PR #806, opened 2015-12-20
FIX: Small EDSModel test fixups and cleanups

vidartf:
Fixing some small issues that remained in #786 + did some cleanup + added a test.


hyperspy/models/edsmodel.py
```diff
@@ -554,7 +556,8 @@ def calibrate_energy_axis(self,
         calibrate: 'resolution' or 'scale' or 'offset'
             If 'resolution', fits the width of Gaussians place at all x-ray
             lines. The width is given by a model of the detector resolution,
-            obtained by extrapolation the `energy_resolution_MnKa` in `metadata`
+            obtained by extrapolation the `energy_resolution_MnKa` in
```
dnjohnstone: should probably be "extrapolating" rather than "extrapolation"

dnjohnstone:
Thanks for that @vidartf - it looks good to me aside from the very small change in English I'd suggest.

vidartf:
Typo fixed as suggested.

Detailed breakdown of changes:
 * Makes sure `EDSTEMModel` passes `*args, **kwargs` to ancestor in init.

◇ ◇ ◇

• _Exercise objective_: Among the lines above, find those that contain the word "dnjohnstone" and copy them.

• _Solution to this exercise_:
dnjohnstone: should probably be "extrapolating" rather than "extrapolation"
dnjohnstone:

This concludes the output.